The simplest way to use EXPLAIN is to prefix it to your query:

Copy code

EXPLAIN SELECT * FROM customers WHERE country = 'USA';

EXPLAIN ANALYZE

DuckDB also supports EXPLAIN ANALYZE, which both shows the query plan and actually executes the query, providing additional runtime statistics about how long each operation took and how many rows were processed:

Copy code

EXPLAIN ANALYZE SELECT customer_name, COUNT(*) FROM orders GROUP BY customer_name HAVING COUNT(*) > 10;

Understanding Query Plans

DuckDB's query plans are displayed as a tree structure, with each operation indented to show its relationship to other operations. The operations are executed from bottom to top, with the results flowing upward through the tree.
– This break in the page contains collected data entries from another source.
PR #67, opened 2015-01-18
Added mdc fields white list filtering

sha1n:
Hi,

I created this pull request since I need to be able to control which MDC properties are logged and which are not. The reason is that I live in a framework which uses MDC heavily and I want to create a very specific and lightweight log, so I need to filter out most of the framework's MDC information.

Your feedback is appreciated.

Thanks,
Shai

### DIFF
--- a/src/main/java/net/logstash/logback/LogstashFormatter.java
+++ b/src/main/java/net/logstash/logback/LogstashFormatter.java
@@ -13,30 +13,25 @@
  */
 package net.logstash.logback;
 
-import java.io.IOException;
-import java.util.Iterator;
-import java.util.Map;
-import java.util.Map.Entry;
-
-import net.logstash.logback.fieldnames.LogstashFieldNames;
-import net.logstash.logback.marker.LogstashMarker;
-import net.logstash.logback.marker.Markers;
-
-import org.slf4j.MDC;
-import org.slf4j.Marker;
-
 import ch.qos.logback.classic.pattern.Abbreviator;
 import ch.qos.logback.classic.pattern.ExtendedThrowableProxyConverter;
 import ch.qos.logback.classic.pattern.TargetLengthBasedClassNameAbbreviator;
 import ch.qos.logback.classic.pattern.ThrowableHandlingConverter;
-import ch.qos.logback.classic.pattern.ThrowableProxyConverter;
 import ch.qos.logback.classic.spi.ILoggingEvent;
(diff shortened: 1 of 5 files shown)


philsttr:
Hi @sha1n,

I love the idea, but I have an alternate implementation proposal.

I didn't like how the list was configured as a comma separated string.  I'd prefer to use the logback's standard way to configure lists (e.g. one xml element per list element).

I didn't like how the list was configured on the `LogstashFieldNames`, since the primary purpose of that class is for configuring standard field names.

So, I've created an alternative implementation available on the [mdc_entry_filtering](https://github.com/logstash/logstash-logback-encoder/tree/mdc_entry_filtering) branch. It does the following:

* Uses logback's standard way of configuring lists (e.g. one xml element per list element)
* Allows inclusion or exclusion of specific fields
* Configures the inclusion/exclusion rules on the encoder, rather than the `LogstashFieldNames`

Please take a look at the branch, and [the way its configured](https://github.com/logstash/logstash-logback-encoder/tree/mdc_entry_filtering#mdc-fields), and let me know if this will satisfy your requirements.

Thanks.

sha1n:
Hi @philsttr,

Thank you very much for the quick response! I reviewed your changes and tested them and it seems all good.
A few comments:
1. I didn't like the way the list was configured myself, but I didn't know you could work with lists that way in logback's config - so I'm glad I learned that for next time :)
2. Regarding `LogstashFieldNames`, well my first implementation was in the formatter as well, but then I thought about it and figured that a formatter is responsible for formatting, so theoretically, if I use another formatter, my log will still contain the same bits of data. I realize this is not very relevant here, since this formatter is a logstash thing and it's unlikely that you will use another formatter, but that's just what I had in mind.

So, as far as I'm concerned, you can merge your changes into master. If there is anything I can do to help, just let me know.

Thanks.

philsttr:
Thanks @sha1n,

Yeah, for 2, I agree that it's not designed as well at it could be.  I've been thinking about pulling some of the logic out of the formatters and using a composition design, similar to how PatternLayout doesn't actually do any formatting itself, it delegates to composed converters.  I think if the LogstashFormatter followed this design, it would be cleaner to implement this issue.  i.e. all of the MDC related things would be in something that is only responsible for the MDC, and nothing else.

However, without having that design in place, I think the best place for this logic is in the formatter itself.

I'll merge to master.

PR #68, opened 2015-01-20
Add configurable layouts/encoders

dimas:
This PR adds a new layouts (+wrapping encoders) for both ILoggingEvent and IAccessEvent.
The layout pattern allows providing your own JSON where each text value will be run through logback's standard PatternLayout so all things like %date, %thread etc will be substituted.

It is all in the README but the idea is that you can do something like:

```xml
<encoder class="net.logstash.logback.encoder.LoggingEventJsonPatternLayoutEncoder">
    <pattern>
        {
        "custom_constant": "123",
        "tags": ["one", "two"],

        "logger": "%logger",
        "level": "%level",
        "thread": "%thread",
        "message": "%m",
...
        }
    </pattern>
</encoder>
```

The main reason it was created is for IAccessEvent actually because it allows picking individual cookies, request headers and attributes.


philsttr:
Hi Dimetry.

Awesome idea, and I like this a lot, especially since you can take advantage of everything available in `PatternLayout`.

I'm in the middle of refactoring the existing formatters/encoders/layouts to make them more composable.  I.e. they will become just containers for a bunch of other providers that provide various fields into the JSON output.

I think this will "plug in" to this new composable formatter/encoder/layout very easily.  I'd like to wait until the new composable stuff is in place before incorporating your pull request.  The composable stuff should be available sometime this week.

dimas:
I merged in latest master from you and fixed the build which I broke.

I am not in a rush - for now we will be using a custom build from my fork.
Although it looks to me safe to merge and adapt encoders/layouts later when they are available.
While fixing  conflicts in README I read the new  changes there that happened since I forked - the timezone support and providing the list of headers to record. Both of these can be handled by the new encoder without any changes "%date{ISO8601, timezone}" and "%reqHeader{name}" respectively.

To be honest, the only thing I needed for myself was request attributes so my first impulse was to do very much what was done for headers - adding a new configuration option to the existing encoder. But then I though it is a bad idea to keep overloading that encoder with more option which will solve my immediate problem but won't add flexibility. Unfortunately that thought took me for a long way...

Re formatters/layouts - initially I wanted to implement alternative formatter and allow changing it for the encoder. But configuration becomes a bit heavy so in the end I ditched formatter and did the same thing logback does - there is a layout and encoder wrapping it.

philsttr:
I've committed the initial composite encoder work to the [composition](https://github.com/logstash/logstash-logback-encoder/tree/composition) branch.

I incorporated your changes under a new `pattern` JSON provider.  It can be included in the composite encoders/layouts along with any/all of the other providers.

This unifies all the encoders/layouts available in logstash-logback-encoder.  LogstashEncoder/Layout and LogstashAccessEncoder/Layout are effectively just pre-defined compositions now.

A couple things to note..
* I removed the `mdc` operation, since you can just include the `mdc` provider now.
* And I removed the behaviour of including the timestamp/version by default (since the pattern provider does not control the whole event now; it only contributes to it.

I have updated the readme on the branch with all the new details.

I'm still tieing up a few loose ends, but the majority of the work is complete.  Hope to have this finalized in the next few days.

dimas:
Hi.
Couple of things:
1. AbstractJsonPatternParserTest.shouldAllowOverridingDefaultFields() - you probably want to remove this test because it has lost its purpose
2. I haven't looked thoroughly but my first impression was that pattern provider will only be able to generate a nested object because it returns ObjectWriter which, when its write(0 is invoked, will produce the complete object JSON including opening and closing curly brace.

philsttr:
Excellent eye!

I've corrected both.

I'm going to do some more testing, and write some more unit tests for the composition stuff.

PR #96, opened 2015-05-21
Update jackson version to 2.5.0

adrianchung:


philsttr:
I can certainly update jackson to the latest version (2.5.1) in logstash-logback-encoder.

However, if you're only updating it here so that your project uses the later jackson version, I'd suggest just declaring the dependency on jackson in your project's pom (or using `dependencyManagement` in your project's pom) if you want to control exactly which jackson version is used in your project.

adrianchung:
Yup that's cool. I was running into IntelliJ classpath issues picking up the wrong version of jackson I wanted used and figured it's be easiest to just push the ball forward getting the version updated. I can work around it in the meantime.

philsttr:
Updated to 2.5.4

Key components you'll see include:

  • SCAN operations that read data from tables
  • FILTER operations that implement WHERE clauses
  • JOIN operations that combine tables
  • GROUP BY operations that aggregate data
  • PROJECTION operations that select specific columns

For example:

Copy code

EXPLAIN SELECT r.region_name, COUNT(*) FROM customers c JOIN regions r ON c.region_id = r.id GROUP BY r.region_name;

This will show how DuckDB plans to join the tables, group the results, and count the records for each region.

DuckDB Specifics

Unlike some databases that use complex notation or require special formatting to read query plans, DuckDB presents its plans in a clear, hierarchical text format that's easy to read. DuckDB's query planner is also designed specifically for analytical workloads, so you'll often see operations optimized for processing large amounts of data in parallel using vectorized execution.